In law school, Professor Cole was Editor-in-Chief of the University of Chicago Legal Forum and won the award for best paper written in the law school in 1990. Following law school, she clerked for the Hon. Eugene A. Wright of the United States Court of Appeals for the Ninth Circuit.

Professor Cole practiced labor and employment law with Heller, Ehrman, White & McAuliffe in Seattle and Seyfarth, Shaw, Fairweather & Geraldson in Chicago before joining the faculty at Creighton University School of Law. While at Creighton, and now at Ohio State, Professor Cole has focused her research on the legal issues and policy that have arisen as a result of the increased use of alternative dispute resolution.

She teaches primarily in the Alternative Dispute Resolution area, but has also taught Torts, Remedies, and Administrative Law. Professor Cole has published articles in Houston Law Review, BYU Law Review, Georgia Law Review, Hastings Law Journal, the UNLV Law Review, and the Ohio State Journal on Dispute Resolution.

Professor Cole is co-author, with Professor Nancy H. Rogers, Dean Craig McEwen, Professor Jim Coben, and Professor Peter Thompson of Mediation: Law, Policy and Practice (3d. ed. 2011), the leading treatise in the field of mediation, and co-author with Nancy H. Rogers, Frank Sander and Stephen Goldberg of Dispute Resolution: Negotiation, Mediation and Other Processes (5th ed. 2007), one of the leading dispute resolution casebooks in the country.

In 2005, she was named the Squire, Sanders and Dempsey Designated Professor of Law. In 2006, she became Director of the Program on Dispute Resolution.
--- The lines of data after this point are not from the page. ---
PR #258, opened 2017-04-11
Suggested edits to code and explanation for setting labels in ggplot

orb16:
Under the section ## Modifying text heading. Using the `labs` argument might be simpler to explain `xlab`, `ylab`, `ggtitle`, and putting the header in an otherwise unnecessary `scale_colour` as in the example?

Sorry for the double commit, hadn't deleted the scale_colour_discrete in the first one.

### DIFF
--- a/_episodes_rmd/08-plot-ggplot2.Rmd
+++ b/_episodes_rmd/08-plot-ggplot2.Rmd
@@ -331,14 +331,13 @@ elements. The x-axis is too cluttered, and the y axis should read
 "Life expectancy", rather than the column name in the data frame.
 
 We can do this by adding a couple of different layers. The **theme** layer
-controls the axis text, and overall text size, and there are special layers
-for changing the axis labels. To change the legend title, we need to use the
-**scales** layer.
+controls the axis text, and overall text size. Labels for the axes, plot title and legend can be set using the `labs` function.
 
 ```{r theme}
 ggplot(data = az.countries, aes(x = year, y = lifeExp, color=continent)) +
   geom_line() + facet_wrap( ~ country) +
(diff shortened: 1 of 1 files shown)


_episodes_rmd/08-plot-ggplot2.Rmd
```diff
@@ -331,15 +331,13 @@ elements. The x-axis is too cluttered, and the y axis should read
...
-**scales** layer.
+controls the axis text, and overall text size. Labels for the axes, plot title and legend can be set using the `labs` function. 
 
 ```{r theme}
 ggplot(data = az.countries, aes(x = year, y = lifeExp, color=continent)) +
   geom_line() + facet_wrap( ~ country) +
-  xlab("Year") + ylab("Life expectancy") + ggtitle("Figure 1") +
-  scale_colour_discrete(name="Continent") +
+  labs(x = "Year", y = "Life expectancy", 
+       title = "Figure 1", colour = "Continent") +
```
naupaka: Two thoughts: one is that since you are already revising this, to also add more spacing, so each of the parameters set in `labs()` is on it's own line. Makes it easier to read and to refer to on screen. The second is that it is not immediately obvious why setting the 'colour' parameter changes the name of the legend. (Admittedly also not super intuitive that you can do this with the `scale_colour_discrete()` function, but so it goes). Can you add a few words to your description on line 334 to point out explicitly that this is how you set set the legend title?

naupaka:
Thanks for the PR. Just made a few small suggestions. I have always set these labels using different layers, but I can see how putting them all in together with `labs()` is a bit more intuitive to write and to read.

orb16:
Updated with https://github.com/swcarpentry/r-novice-gapminder/pull/277 as mistakenly deleted by original fork - should address @naupaka's suggestions

PR #260, opened 2017-04-19
Add template language for issues and PRs about lesson contribution an…

ErinBecker:
…d maintenance process

### DIFF
--- a/.github/ISSUE_TEMPLATE.md
+++ b/.github/ISSUE_TEMPLATE.md
@@ -1,0 +1,9 @@
+Please delete the text below before submitting your contribution. 
+
+---
+
+Thanks for contributing! If this contribution is for instructor training, please send an email to checkout@carpentries.org with a link to this contribution so we can record your progress. You’ve completed your contribution step for instructor checkout just by submitting this contribution.  
+
+Please keep in mind that lesson maintainers are volunteers and it may be some time before they can respond to your contribution. Although not all contributions can be incorporated into the lesson materials, we appreciate your time and effort to improve the curriculum.  If you have any questions about the lesson maintenance process or would like to volunteer your time as a contribution reviewer, please contact Kate Hertweck (k8hertweck@gmail.com).  
+
+---
--- a/.github/PULL_REQUEST_TEMPLATE.md
+++ b/.github/PULL_REQUEST_TEMPLATE.md
@@ -1,0 +1,9 @@
+Please delete the text below before submitting your contribution. 
+
+---
+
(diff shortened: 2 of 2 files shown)


naupaka:
Didn't it used to be that PRs had to be merged to complete checkout? I guess that doesn't scale with the larger numbers of folks being trained?

naupaka:
Also - should we continue to tag checkout contributions with the 'instructor-training' label? @gvwilson was doing this for a while.

gvwilson:
I found it helpful when prioritizing material for review.

naupaka:
@gvwilson but it doesn't tie into some fancy behind-the-scenes script magic thingy?

gvwilson:
Nope, but I did have some canned GitHub queries to pull up all the 
issues in swcarpentry repos with that tag.

ErinBecker:
@naupaka - PRs no longer need to be merged for checkout (and haven't for at least the past year, since I started). To my knowledge the "instructor-training" label has been helpful in identifying which PRs/issues are from trainees (both for prioritizing review and recording progress). In terms of recording progress, the tag is no longer needed, due to other process changes, but if still helpful for prioritizing review by all means keep using!

naupaka:
@ErinBecker thanks for the clarification :)

So for old PRs where recommended changes are not made, I should check in with the submitter and then feel (more than before) ok closing them without merging? Less incentive for submitter to follow up if no requirement to have it merged.

ErinBecker:
@naupaka This raises a more complicated question of what our procedures around reviewing PRs should be (e.g. how long should we wait before closing stale PRs? If there is community interest in seeing a change made, but the original person who raised the issue doesn't have the technical expertise (or time) to implement the change, what should a maintainer do? among other questions). 

I don't have an answer to those questions right now, but I'm chatting with @k8hertweck next week about guidelines for maintainers around these questions. Do you have any recommended points to make sure we hit upon?

naupaka:
It agree it would be great to have publicly posted guidelines on some of these things. Definitely one would be how long we should keep stale PRs around - everyone is busy, so not everything happens overnight, but some can hang around for years. Same thing with issues - if someone adds an issue, but there is no discussion about it and no PR to fix it is ever submitted, how long do we wait before closing it? Seems important to balance not having old cruft hanging around with being welcoming to people new to contributing.

ErinBecker:
Agreed on all counts. Often I think what ends up happening is that issues stick around for months (or longer) with no activity and then are closed without warning. Having posted guidelines about this process will help make the whole process more clear and transparent for everyone (and the process less frustrating for both maintainers and contributors).

PR #261, opened 2017-04-20
Replace list example title

lonsbio:
'Research Bazaar' seems a holdover from previous lesson contributors, changed to be more generic.


naupaka:
Thanks!

Issue #256, opened 2017-03-31
"Seeking Help" challenge 2 answer & example misleading


delocalizer:
The explanation of the difference between `sep` and `collapse` is if not wrong, then pretty misleading - the actual difference between these is that `sep` string separates _terms,_ and `collapse` joins _results_ after concatenation. The example given only works because the arguments supplied are of length 1, which is a sort of degenerate case for `paste`. A clearer example would be:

She is a member of the Disupte Resolution Committee for the AALS and a regular speaker on ADR topics at national meetings. She was a member of the academic advisory faculty that consulted with NCCUSL and the ABA regarding the drafting of the Uniform Mediation Act. She also consults regularly with the OSBA dispute resolution committee and the Ohio Supreme Court Commission on Dispute Resolution on dispute resolution issues arising in Ohio.